This invention concerns a method and apparatus for inexpensively and effectively cathodically protecting reinforcing members in reinforced concrete structures. In particular, the invention concerns an anode structure comprising an electrically conducting tape disposed on a electrically insulating backing. The backing is directly applied to a concrete structure and the tape and backing are held in place by an overlying, electrically conducting coating that completes the structure.
The corrosion of reinforcing members, which are ordinarily made of steel, in reinforced concrete structures such as bridge piers, decks and railings, parking garage floors, etc., is a constant problem. In climates where snow and ice accumulate, the brine produced by ice-melting salts induces and accelerates the corrosion problem. Salt-accelerated corrosion is also encountered in coastal areas where salt water contacts reinforced concrete structures. Chloride ions accelerate the corrosion of steel reinforcing members and help generate corrosion products that occupy a larger volume than the uncorroded steel. The corrosion products create severe internal pressure on the concrete resulting in cracking and spalling. Once cracking and spalling begin, access to reinforcing members increases, further accelerating the rate of corrosion, cracking and spalling.

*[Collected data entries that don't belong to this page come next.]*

PR #674, opened 2023-09-29
[server] Ignore invalid time stamps for leaderProducerRecordContext.

asaxena76:

Refactored nearline metrics recording code. Ignore invalid timestamps and don't calculate latency for messages with no upstream.
Filtered out junk metric data and emit zero when latency values are unavailable. This avoids junk values for max latency when they are aggregated across time dimension.

Resolves #XXX

### DIFF
--- a/clients/da-vinci-client/src/main/java/com/linkedin/davinci/kafka/consumer/StoreIngestionTask.java
+++ b/clients/da-vinci-client/src/main/java/com/linkedin/davinci/kafka/consumer/StoreIngestionTask.java
@@ -2639,24 +2639,12 @@ public abstract class StoreIngestionTask implements Runnable, Closeable {
             partitionConsumptionState,
             leaderProducedRecordContext,
             currentTimeMs);
-        if (!isUserSystemStore() && isHybridMode() && partitionConsumptionState.hasLagCaughtUp()) {
-          long afterProcessingRecordTimestampMs = System.currentTimeMillis();
-          long brokerProducedTimeStamp = (leaderProducedRecordContext == null)
-              ? kafkaValue.producerMetadata.messageTimestamp
-              : leaderProducedRecordContext.getProducedTimestampMs();
-          /** This metric is used in combination with the nearlineProducerToLocalBrokerLatency metric to measure the
-           * end to end latency of a record from the time it is produced to the time it is ready to serve. If we add
-           * them together we get the approx end to end latency of a message. Though the time taken to receive broker
-           * acknowledgement will be double counted for followers. This is estimated to be very small (1%)
-           * TODO: We plan to upgrade the KME to include the producer timestamp after the KME prrotocol upgrade
-           * enhancements and that will give us more accurate E2E latency.
-           */
-          versionedIngestionStats.recordNearlineLocalBrokerToReadyToServeLatency(
-              storeName,
-              versionNumber,
-              afterProcessingRecordTimestampMs - brokerProducedTimeStamp,
-              afterProcessingRecordTimestampMs);
-        }
+        recordNearlineLocalBrokerToReadyToServerLatency(
+            storeName,
+            versionNumber,
+            partitionConsumptionState,
+            kafkaValue,
+            leaderProducedRecordContext);
       }
       versionedIngestionStats.recordConsumedRecordEndToEndProcessingLatency(
           storeName,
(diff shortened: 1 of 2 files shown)


clients/da-vinci-client/src/main/java/com/linkedin/davinci/kafka/consumer/StoreIngestionTask.java
```diff
@@ -3569,6 +3557,69 @@ protected enum DelegateConsumerRecordResult {
...
   }
 
+  private void recordNearlineLocalBrokerToReadyToServerLatency(
+      String storeName,
+      int versionNumber,
+      PartitionConsumptionState partitionConsumptionState,
+      KafkaMessageEnvelope kafkaMessageEnvelope,
+      LeaderProducedRecordContext leaderProducedRecordContext) {
+    long afterProcessingRecordTimestampMs = System.currentTimeMillis();
+    if (!isUserSystemStore() && isHybridMode() && partitionConsumptionState.hasLagCaughtUp()
```
adamxchen, line 3567: Haven't checked the logic in details yet but I think we can make line 3567 - 3579 a function, that's to determine whether we need to record the latency, so it improves the readability. Some javadoc would be helpful too

clients/da-vinci-client/src/main/java/com/linkedin/davinci/kafka/consumer/StoreIngestionTask.java
```diff
@@ -3569,6 +3557,69 @@ protected enum DelegateConsumerRecordResult {
     SKIPPED_MESSAGE
   }
 
+  private void recordNearlineLocalBrokerToReadyToServerLatency(
```
huangminchn, line 3560: Could you please wrap the entire function within a try-catch block, and tolerates all exception except InterruptException?

clients/da-vinci-client/src/main/java/com/linkedin/davinci/kafka/consumer/StoreIngestionTask.java
```diff
@@ -3569,6 +3557,69 @@ protected enum DelegateConsumerRecordResult {
...
+            "LeaderMetadataFooter is null when PCS state is STANDBY for storeName: {},"
+                + " versionNumber: {}, partition: {}",
+            storeName,
+            versionNumber,
+            partitionConsumptionState.getPartition());
+        return;
+      }
+      boolean hasCorrespondingUpstreamMessage = false; // No point in recording E2E latency if there is no upstream
+      if (partitionConsumptionState.getLeaderFollowerState() == LeaderFollowerStateType.LEADER) {
+        hasCorrespondingUpstreamMessage = leaderProducedRecordContext.hasCorrespondingUpstreamMessage();
```
huangminchn, line 3592: "internalProcessConsumerRecord" is called inside drainer thread, while the state transition happens in the ingestion thread. I would recommend using the "leaderProducerRecordContext" as source of truth instead of using the leader/follower state, like this:
"""
if (leaderProducerdRecordContext != null) {
    hasCorrespondingUpstreamMessage = leaderProducedRecordContext.hasCorrespondingUpstreamMessage();
} else if (kafkaMessageEnvelope.getLeaderMetadataFooter() != null) {
    kafkaMessageEnvelope.getLeaderMetadataFooter().getUpstreamOffset() >= 0;
}
"""

clients/da-vinci-client/src/main/java/com/linkedin/davinci/kafka/consumer/StoreIngestionTask.java
```diff
@@ -3569,6 +3557,69 @@ protected enum DelegateConsumerRecordResult {
...
+          LOGGER.warn(
+              "Illegal timestamp for storeName: {}, versionNumber: {}, partition: {}, "
+                  + "leaderProducedRecordContext: {}, leaderMetadataFooter: {}",
+              storeName,
+              versionNumber,
+              partitionConsumptionState.getPartition(),
+              leaderProducedRecordContext == null ? "NA" : leaderProducedRecordContext,
+              kafkaMessageEnvelope.getLeaderMetadataFooter() == null
+                  ? "NA"
+                  : kafkaMessageEnvelope.getLeaderMetadataFooter());
```
huangminchn, line 3611: Same here please - please use redundant log filtering; and this time we cannot simply use the message since offset is in the message; you can break the message into two parts, where the first part only has store name, version and partition, then use the first part as filtering input.

I am worried that the new logs would end up flooding the log file.

huangminchn (changes requested):
Thanks Amit!

clients/da-vinci-client/src/main/java/com/linkedin/davinci/kafka/consumer/StoreIngestionTask.java
```diff
@@ -3569,6 +3557,69 @@ protected enum DelegateConsumerRecordResult {
...
+  private void recordNearlineLocalBrokerToReadyToServerLatency(
+      String storeName,
+      int versionNumber,
+      PartitionConsumptionState partitionConsumptionState,
+      KafkaMessageEnvelope kafkaMessageEnvelope,
+      LeaderProducedRecordContext leaderProducedRecordContext) {
+    long afterProcessingRecordTimestampMs = System.currentTimeMillis();
+    if (!isUserSystemStore() && isHybridMode() && partitionConsumptionState.hasLagCaughtUp()
+        && (partitionConsumptionState.getLeaderFollowerState() == LeaderFollowerStateType.LEADER
+            || partitionConsumptionState.getLeaderFollowerState() == LeaderFollowerStateType.STANDBY)) {
```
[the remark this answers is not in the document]
asaxena76: So I wanted to make sure that the ingestion task is in an online state when we are calculating the E2E latency. We already have the condition pcs.isLagCaughtUp but I have a suspicion that that we might come here when we are transitioning between states . We shouldn't be ingesting if we are offline or dropped unless we are transitioning. Here I was trying to assert the replicas is live .

clients/da-vinci-client/src/main/java/com/linkedin/davinci/kafka/consumer/StoreIngestionTask.java
asaxena76: Are you suggesting that the PCS state type is not a reliable indicator of liveness? What I am trying to avoid is measuring latency where we are going from offline to standby / leader but aren't ready to serve yet. The pcs.hasLagCaughtUp should  exclude that situation but I thought additional check on the state would be good. In other words the check is (partitionConsumptionState.getLeaderFollowerState() == LeaderFollowerStateType.LEADER
          && leaderProducedRecordContext == null) which is stronger than just leaderProducedRecordContext == null . Any disadvantage if we test for both?

clients/da-vinci-client/src/main/java/com/linkedin/davinci/kafka/consumer/StoreIngestionTask.java
asaxena76: ok. will use the filtering

clients/da-vinci-client/src/main/java/com/linkedin/davinci/kafka/consumer/StoreIngestionTask.java
asaxena76: Is this necessary ? The calling method already does this

clients/da-vinci-client/src/main/java/com/linkedin/davinci/kafka/consumer/StoreIngestionTask.java
asaxena76: Shortened the condition . since it fits in 1 line don't think adding a method will increase readability. added javadoc as well

clients/da-vinci-client/src/main/java/com/linkedin/davinci/kafka/consumer/StoreIngestionTask.java
asaxena76: As discussed. Will not be using leader follower state since that can be outdated here.

clients/da-vinci-client/src/main/java/com/linkedin/davinci/kafka/consumer/StoreIngestionTask.java
huangminchn: It was necessary; the previous diff was much more complicated; if we bubble the exception to the callers, we will end up with failing the ingestion.

The latest diff is fine, since we just added a new log.

huangminchn (approved):
Thanks Amit!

Cathodic protection is a well known and effective method of combating corrosion in reinforced concrete structures. In cathodic protection, a small electrical current supplied by an external direct current power source flows from an anode disposed on the surface of the concrete to the reinforcing members within the concrete structure which act as a cathode. This current flow counteracts the electrical current that would flow in the course of electrochemical corrosion of the reinforcing members and inhibits the electrochemical corrosion reaction. The negative sense terminal of the external power supply is connected to the reinforced structure by exposing a reinforcing member at one or more locations so that the necessary electrical connections can be made. The openings are then covered with fresh concrete, grout or another material to protect the reinforcing members.
A number of techniques for making anode connections to reinforced concrete structures are known. A typical connection is disclosed in U.S. Pat. No. 4,255,241 to Kroon et al. for "Cathodic Protection Apparatus And Method For Steel Reinforced Concrete Structures". There, an anode is formed in a slot sawn into the concrete structure. An insulator is disposed on the innermost surface of the slot. The slot is then filled with an electrically conducting material in which is suspended a platinized niobium wire. The remainder of the slot is filled with an inert material so that a surface flush with the original surface of the concrete is formed.
Known anode structures, like those disclosed by Kroon, require an expensive platinized niobium wire. The installation process for those anode structures requires a significant amount of expensive labor. Accordingly it is desirable that a cathodic protection system for reinforced concrete structures employ an anode structure that is inexpensive both in materials cost and the cost of installation.